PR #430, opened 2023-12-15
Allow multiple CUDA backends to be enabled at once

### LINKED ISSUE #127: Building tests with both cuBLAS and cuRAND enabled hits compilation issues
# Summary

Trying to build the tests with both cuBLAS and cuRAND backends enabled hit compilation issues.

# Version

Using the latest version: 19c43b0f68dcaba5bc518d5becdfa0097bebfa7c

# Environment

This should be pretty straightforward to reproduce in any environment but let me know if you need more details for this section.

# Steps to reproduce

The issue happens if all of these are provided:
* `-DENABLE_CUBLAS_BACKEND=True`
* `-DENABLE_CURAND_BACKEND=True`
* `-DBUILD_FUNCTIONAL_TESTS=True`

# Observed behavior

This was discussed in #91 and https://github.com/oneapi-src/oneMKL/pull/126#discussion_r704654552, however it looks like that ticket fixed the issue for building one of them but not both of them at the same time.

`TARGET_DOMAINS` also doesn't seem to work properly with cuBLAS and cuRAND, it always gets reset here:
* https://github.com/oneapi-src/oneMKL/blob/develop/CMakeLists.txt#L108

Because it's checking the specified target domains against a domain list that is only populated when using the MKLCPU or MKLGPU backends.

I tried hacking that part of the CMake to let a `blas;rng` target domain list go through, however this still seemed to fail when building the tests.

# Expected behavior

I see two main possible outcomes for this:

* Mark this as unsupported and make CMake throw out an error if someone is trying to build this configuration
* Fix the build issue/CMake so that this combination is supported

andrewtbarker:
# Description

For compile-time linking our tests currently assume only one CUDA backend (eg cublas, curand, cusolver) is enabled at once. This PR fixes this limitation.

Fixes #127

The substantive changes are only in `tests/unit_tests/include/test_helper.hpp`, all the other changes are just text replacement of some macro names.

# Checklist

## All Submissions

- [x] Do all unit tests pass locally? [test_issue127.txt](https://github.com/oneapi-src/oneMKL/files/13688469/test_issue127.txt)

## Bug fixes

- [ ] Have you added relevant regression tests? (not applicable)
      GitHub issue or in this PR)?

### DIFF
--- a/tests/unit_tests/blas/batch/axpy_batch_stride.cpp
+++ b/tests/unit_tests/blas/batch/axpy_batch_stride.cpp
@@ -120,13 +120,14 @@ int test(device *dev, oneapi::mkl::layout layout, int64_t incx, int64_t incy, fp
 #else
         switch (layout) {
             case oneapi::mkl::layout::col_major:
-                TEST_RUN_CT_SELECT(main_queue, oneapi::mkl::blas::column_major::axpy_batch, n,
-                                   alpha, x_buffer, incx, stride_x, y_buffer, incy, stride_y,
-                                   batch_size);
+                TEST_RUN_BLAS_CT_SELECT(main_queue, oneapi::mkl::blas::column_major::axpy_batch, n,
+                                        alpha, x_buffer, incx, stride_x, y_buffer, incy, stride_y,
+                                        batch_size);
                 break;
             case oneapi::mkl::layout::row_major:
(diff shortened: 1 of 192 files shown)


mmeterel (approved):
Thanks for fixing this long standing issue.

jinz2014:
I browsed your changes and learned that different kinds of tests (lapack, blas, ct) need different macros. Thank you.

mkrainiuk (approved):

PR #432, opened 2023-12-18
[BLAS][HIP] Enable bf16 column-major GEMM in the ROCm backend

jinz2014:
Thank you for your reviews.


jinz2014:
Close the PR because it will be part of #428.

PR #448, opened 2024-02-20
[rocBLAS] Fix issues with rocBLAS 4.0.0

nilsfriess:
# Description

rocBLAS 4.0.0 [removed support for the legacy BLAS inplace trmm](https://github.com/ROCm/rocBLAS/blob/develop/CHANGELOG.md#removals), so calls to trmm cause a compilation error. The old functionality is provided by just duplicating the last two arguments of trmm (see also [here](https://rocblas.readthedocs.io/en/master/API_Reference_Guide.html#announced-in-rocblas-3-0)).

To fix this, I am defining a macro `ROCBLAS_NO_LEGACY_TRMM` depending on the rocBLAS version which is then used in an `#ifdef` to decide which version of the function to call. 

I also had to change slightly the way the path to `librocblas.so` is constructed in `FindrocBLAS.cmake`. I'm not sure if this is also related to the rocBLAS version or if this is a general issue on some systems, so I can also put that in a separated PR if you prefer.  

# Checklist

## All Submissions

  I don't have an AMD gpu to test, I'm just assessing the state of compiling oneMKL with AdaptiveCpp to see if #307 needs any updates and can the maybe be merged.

####################

Taking the entries above, please repeat each one exactly.

- **Task answer**:
PR #430, opened 2023-12-15
Allow multiple CUDA backends to be enabled at once

### LINKED ISSUE #127: Building tests with both cuBLAS and cuRAND enabled hits compilation issues
# Summary

Trying to build the tests with both cuBLAS and cuRAND backends enabled hit compilation issues.

# Version

Using the latest version: 19c43b0f68dcaba5bc518d5becdfa0097bebfa7c

# Environment

This should be pretty straightforward to reproduce in any environment but let me know if you need more details for this section.

# Steps to reproduce

The issue happens if all of these are provided:
* `-DENABLE_CUBLAS_BACKEND=True`
* `-DENABLE_CURAND_BACKEND=True`
* `-DBUILD_FUNCTIONAL_TESTS=True`

# Observed behavior

This was discussed in #91 and https://github.com/oneapi-src/oneMKL/pull/126#discussion_r704654552, however it looks like that ticket fixed the issue for building one of them but not both of them at the same time.

`TARGET_DOMAINS` also doesn't seem to work properly with cuBLAS and cuRAND, it always gets reset here:
* https://github.com/oneapi-src/oneMKL/blob/develop/CMakeLists.txt#L108

Because it's checking the specified target domains against a domain list that is only populated when using the MKLCPU or MKLGPU backends.

I tried hacking that part of the CMake to let a `blas;rng` target domain list go through, however this still seemed to fail when building the tests.

# Expected behavior

I see two main possible outcomes for this:

* Mark this as unsupported and make CMake throw out an error if someone is trying to build this configuration
* Fix the build issue/CMake so that this combination is supported

andrewtbarker:
# Description

For compile-time linking our tests currently assume only one CUDA backend (eg cublas, curand, cusolver) is enabled at once. This PR fixes this limitation.

Fixes #127

The substantive changes are only in `tests/unit_tests/include/test_helper.hpp`, all the other changes are just text replacement of some macro names.

# Checklist

## All Submissions

- [x] Do all unit tests pass locally? [test_issue127.txt](https://github.com/oneapi-src/oneMKL/files/13688469/test_issue127.txt)

## Bug fixes

- [ ] Have you added relevant regression tests? (not applicable)
      GitHub issue or in this PR)?

### DIFF
--- a/tests/unit_tests/blas/batch/axpy_batch_stride.cpp
+++ b/tests/unit_tests/blas/batch/axpy_batch_stride.cpp
@@ -120,13 +120,14 @@ int test(device *dev, oneapi::mkl::layout layout, int64_t incx, int64_t incy, fp
 #else
         switch (layout) {
             case oneapi::mkl::layout::col_major:
-                TEST_RUN_CT_SELECT(main_queue, oneapi::mkl::blas::column_major::axpy_batch, n,
-                                   alpha, x_buffer, incx, stride_x, y_buffer, incy, stride_y,
-                                   batch_size);
+                TEST_RUN_BLAS_CT_SELECT(main_queue, oneapi::mkl::blas::column_major::axpy_batch, n,
+                                        alpha, x_buffer, incx, stride_x, y_buffer, incy, stride_y,
+                                        batch_size);
                 break;
             case oneapi::mkl::layout::row_major:
(diff shortened: 1 of 192 files shown)


mmeterel (approved):
Thanks for fixing this long standing issue.

jinz2014:
I browsed your changes and learned that different kinds of tests (lapack, blas, ct) need different macros. Thank you.

mkrainiuk (approved):

PR #432, opened 2023-12-18
[BLAS][HIP] Enable bf16 column-major GEMM in the ROCm backend

jinz2014:
Thank you for your reviews.


jinz2014:
Close the PR because it will be part of #428.

PR #448, opened 2024-02-20
[rocBLAS] Fix issues with rocBLAS 4.0.0

nilsfriess:
# Description

rocBLAS 4.0.0 [removed support for the legacy BLAS inplace trmm](https://github.com/ROCm/rocBLAS/blob/develop/CHANGELOG.md#removals), so calls to trmm cause a compilation error. The old functionality is provided by just duplicating the last two arguments of trmm (see also [here](https://rocblas.readthedocs.io/en/master/API_Reference_Guide.html#announced-in-rocblas-3-0)).

To fix this, I am defining a macro `ROCBLAS_NO_LEGACY_TRMM` depending on the rocBLAS version which is then used in an `#ifdef` to decide which version of the function to call. 

I also had to change slightly the way the path to `librocblas.so` is constructed in `FindrocBLAS.cmake`. I'm not sure if this is also related to the rocBLAS version or if this is a general issue on some systems, so I can also put that in a separated PR if you prefer.  

# Checklist

## All Submissions

  I don't have an AMD gpu to test, I'm just assessing the state of compiling oneMKL with AdaptiveCpp to see if #307 needs any updates and can the maybe be merged.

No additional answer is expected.